PR #4366, opened 2023-05-05
[Merged by Bors] - syncer: sync atxs at the end of epoch

### LINKED ISSUE #4284: sync: download activations from peers at the end of publish epoch
if node missed gossip window it will download atx's only at the start of next epoch. downloading them sooner doesn't change anything for newly joined node, as it will also miss beacon protocol and will have to wait for some number of layers.

but if node computed beacon, and got disconnected for short period of time  - it will very likely miss atleast some activations. it will result in skewed tortoise active set, and soon will also affect voting on proposals (activations grading). it would be better to download activations based on the publish epoch, rather than the start of target epoch.

we should set a layer at which we should ask for atxs, such that they still will be considered good based on grading scheme, but after close enough to the end of the epoch.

■ **WORK REQUIRED**: The whole listing, word for word, is the required answer.

■ **RESULT OF THIS EXERCISE**:
PR #4366, opened 2023-05-05
[Merged by Bors] - syncer: sync atxs at the end of epoch

### LINKED ISSUE #4284: sync: download activations from peers at the end of publish epoch
if node missed gossip window it will download atx's only at the start of next epoch. downloading them sooner doesn't change anything for newly joined node, as it will also miss beacon protocol and will have to wait for some number of layers.

but if node computed beacon, and got disconnected for short period of time  - it will very likely miss atleast some activations. it will result in skewed tortoise active set, and soon will also affect voting on proposals (activations grading). it would be better to download activations based on the publish epoch, rather than the start of target epoch.

we should set a layer at which we should ask for atxs, such that they still will be considered good based on grading scheme, but after close enough to the end of the epoch.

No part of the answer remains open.